→ **Work required**: Your job is to retype the whole listing exactly.

→ **Source records**:

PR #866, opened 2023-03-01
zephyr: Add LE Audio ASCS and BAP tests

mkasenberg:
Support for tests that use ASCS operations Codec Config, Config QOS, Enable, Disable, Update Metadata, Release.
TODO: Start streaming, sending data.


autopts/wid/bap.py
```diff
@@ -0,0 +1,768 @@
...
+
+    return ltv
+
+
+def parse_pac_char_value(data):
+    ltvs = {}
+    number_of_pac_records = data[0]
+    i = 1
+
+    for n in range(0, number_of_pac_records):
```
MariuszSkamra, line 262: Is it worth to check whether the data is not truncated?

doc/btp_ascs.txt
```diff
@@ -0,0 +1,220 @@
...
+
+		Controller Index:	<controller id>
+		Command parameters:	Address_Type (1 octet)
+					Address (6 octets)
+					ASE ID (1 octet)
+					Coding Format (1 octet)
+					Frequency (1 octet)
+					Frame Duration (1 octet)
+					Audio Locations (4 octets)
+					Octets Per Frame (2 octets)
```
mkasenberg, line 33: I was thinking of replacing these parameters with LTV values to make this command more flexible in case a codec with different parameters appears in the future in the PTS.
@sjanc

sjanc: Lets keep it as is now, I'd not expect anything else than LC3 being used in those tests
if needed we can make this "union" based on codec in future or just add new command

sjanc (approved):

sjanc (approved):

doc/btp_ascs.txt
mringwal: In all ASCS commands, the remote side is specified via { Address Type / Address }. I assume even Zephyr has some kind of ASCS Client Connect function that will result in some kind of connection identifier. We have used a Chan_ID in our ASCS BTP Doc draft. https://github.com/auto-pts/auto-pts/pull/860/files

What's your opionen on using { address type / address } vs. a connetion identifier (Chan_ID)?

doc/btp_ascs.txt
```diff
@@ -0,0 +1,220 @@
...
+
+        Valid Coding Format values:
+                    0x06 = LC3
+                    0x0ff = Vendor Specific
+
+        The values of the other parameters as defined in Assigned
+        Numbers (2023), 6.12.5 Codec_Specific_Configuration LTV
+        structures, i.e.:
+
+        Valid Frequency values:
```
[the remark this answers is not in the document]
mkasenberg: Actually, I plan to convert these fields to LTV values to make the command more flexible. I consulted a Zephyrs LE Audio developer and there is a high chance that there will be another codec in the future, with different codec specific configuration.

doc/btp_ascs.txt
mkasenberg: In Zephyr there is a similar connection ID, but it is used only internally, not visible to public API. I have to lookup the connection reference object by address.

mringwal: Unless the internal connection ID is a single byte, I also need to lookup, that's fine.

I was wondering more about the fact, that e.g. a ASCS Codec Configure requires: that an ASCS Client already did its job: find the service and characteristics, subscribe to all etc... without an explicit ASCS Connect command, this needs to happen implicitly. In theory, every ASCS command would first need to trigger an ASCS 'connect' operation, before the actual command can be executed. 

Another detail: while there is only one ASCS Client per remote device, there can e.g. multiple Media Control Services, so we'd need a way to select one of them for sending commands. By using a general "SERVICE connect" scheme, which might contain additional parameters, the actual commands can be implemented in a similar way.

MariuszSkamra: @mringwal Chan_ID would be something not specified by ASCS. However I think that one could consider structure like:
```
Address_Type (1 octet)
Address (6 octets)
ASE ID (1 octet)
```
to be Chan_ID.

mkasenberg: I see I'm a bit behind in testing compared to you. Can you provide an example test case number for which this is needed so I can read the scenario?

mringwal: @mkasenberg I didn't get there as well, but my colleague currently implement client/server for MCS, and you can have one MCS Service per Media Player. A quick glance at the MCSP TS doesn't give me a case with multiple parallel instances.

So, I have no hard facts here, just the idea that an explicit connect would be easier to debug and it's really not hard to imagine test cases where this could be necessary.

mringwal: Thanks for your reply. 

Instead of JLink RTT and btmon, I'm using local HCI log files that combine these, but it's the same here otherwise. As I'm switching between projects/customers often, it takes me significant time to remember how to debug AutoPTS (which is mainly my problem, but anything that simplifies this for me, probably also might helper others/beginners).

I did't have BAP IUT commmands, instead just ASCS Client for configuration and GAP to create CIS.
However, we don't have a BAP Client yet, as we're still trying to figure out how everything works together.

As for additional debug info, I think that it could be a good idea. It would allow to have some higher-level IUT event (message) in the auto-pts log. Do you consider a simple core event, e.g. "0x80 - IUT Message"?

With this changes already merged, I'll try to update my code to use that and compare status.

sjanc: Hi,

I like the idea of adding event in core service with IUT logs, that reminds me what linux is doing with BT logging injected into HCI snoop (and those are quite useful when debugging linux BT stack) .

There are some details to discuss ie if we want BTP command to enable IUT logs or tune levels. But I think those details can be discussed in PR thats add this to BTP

→ **Result**:
PR #866, opened 2023-03-01
zephyr: Add LE Audio ASCS and BAP tests

mkasenberg:
Support for tests that use ASCS operations Codec Config, Config QOS, Enable, Disable, Update Metadata, Release.
TODO: Start streaming, sending data.


autopts/wid/bap.py
```diff
@@ -0,0 +1,768 @@
...
+
+    return ltv
+
+
+def parse_pac_char_value(data):
+    ltvs = {}
+    number_of_pac_records = data[0]
+    i = 1
+
+    for n in range(0, number_of_pac_records):
```
MariuszSkamra, line 262: Is it worth to check whether the data is not truncated?

doc/btp_ascs.txt
```diff
@@ -0,0 +1,220 @@
...
+
+		Controller Index:	<controller id>
+		Command parameters:	Address_Type (1 octet)
+					Address (6 octets)
+					ASE ID (1 octet)
+					Coding Format (1 octet)
+					Frequency (1 octet)
+					Frame Duration (1 octet)
+					Audio Locations (4 octets)
+					Octets Per Frame (2 octets)
```
mkasenberg, line 33: I was thinking of replacing these parameters with LTV values to make this command more flexible in case a codec with different parameters appears in the future in the PTS.
@sjanc

sjanc: Lets keep it as is now, I'd not expect anything else than LC3 being used in those tests
if needed we can make this "union" based on codec in future or just add new command

sjanc (approved):

sjanc (approved):

doc/btp_ascs.txt
mringwal: In all ASCS commands, the remote side is specified via { Address Type / Address }. I assume even Zephyr has some kind of ASCS Client Connect function that will result in some kind of connection identifier. We have used a Chan_ID in our ASCS BTP Doc draft. https://github.com/auto-pts/auto-pts/pull/860/files

What's your opionen on using { address type / address } vs. a connetion identifier (Chan_ID)?

doc/btp_ascs.txt
```diff
@@ -0,0 +1,220 @@
...
+
+        Valid Coding Format values:
+                    0x06 = LC3
+                    0x0ff = Vendor Specific
+
+        The values of the other parameters as defined in Assigned
+        Numbers (2023), 6.12.5 Codec_Specific_Configuration LTV
+        structures, i.e.:
+
+        Valid Frequency values:
```
[the remark this answers is not in the document]
mkasenberg: Actually, I plan to convert these fields to LTV values to make the command more flexible. I consulted a Zephyrs LE Audio developer and there is a high chance that there will be another codec in the future, with different codec specific configuration.

doc/btp_ascs.txt
mkasenberg: In Zephyr there is a similar connection ID, but it is used only internally, not visible to public API. I have to lookup the connection reference object by address.

mringwal: Unless the internal connection ID is a single byte, I also need to lookup, that's fine.

I was wondering more about the fact, that e.g. a ASCS Codec Configure requires: that an ASCS Client already did its job: find the service and characteristics, subscribe to all etc... without an explicit ASCS Connect command, this needs to happen implicitly. In theory, every ASCS command would first need to trigger an ASCS 'connect' operation, before the actual command can be executed. 

Another detail: while there is only one ASCS Client per remote device, there can e.g. multiple Media Control Services, so we'd need a way to select one of them for sending commands. By using a general "SERVICE connect" scheme, which might contain additional parameters, the actual commands can be implemented in a similar way.

MariuszSkamra: @mringwal Chan_ID would be something not specified by ASCS. However I think that one could consider structure like:
```
Address_Type (1 octet)
Address (6 octets)
ASE ID (1 octet)
```
to be Chan_ID.

mkasenberg: I see I'm a bit behind in testing compared to you. Can you provide an example test case number for which this is needed so I can read the scenario?

mringwal: @mkasenberg I didn't get there as well, but my colleague currently implement client/server for MCS, and you can have one MCS Service per Media Player. A quick glance at the MCSP TS doesn't give me a case with multiple parallel instances.

So, I have no hard facts here, just the idea that an explicit connect would be easier to debug and it's really not hard to imagine test cases where this could be necessary.

mringwal: Thanks for your reply. 

Instead of JLink RTT and btmon, I'm using local HCI log files that combine these, but it's the same here otherwise. As I'm switching between projects/customers often, it takes me significant time to remember how to debug AutoPTS (which is mainly my problem, but anything that simplifies this for me, probably also might helper others/beginners).

I did't have BAP IUT commmands, instead just ASCS Client for configuration and GAP to create CIS.
However, we don't have a BAP Client yet, as we're still trying to figure out how everything works together.

As for additional debug info, I think that it could be a good idea. It would allow to have some higher-level IUT event (message) in the auto-pts log. Do you consider a simple core event, e.g. "0x80 - IUT Message"?

With this changes already merged, I'll try to update my code to use that and compare status.

sjanc: Hi,

I like the idea of adding event in core service with IUT logs, that reminds me what linux is doing with BT logging injected into HCI snoop (and those are quite useful when debugging linux BT stack) .

There are some details to discuss ie if we want BTP command to enable IUT logs or tune levels. But I think those details can be discussed in PR thats add this to BTP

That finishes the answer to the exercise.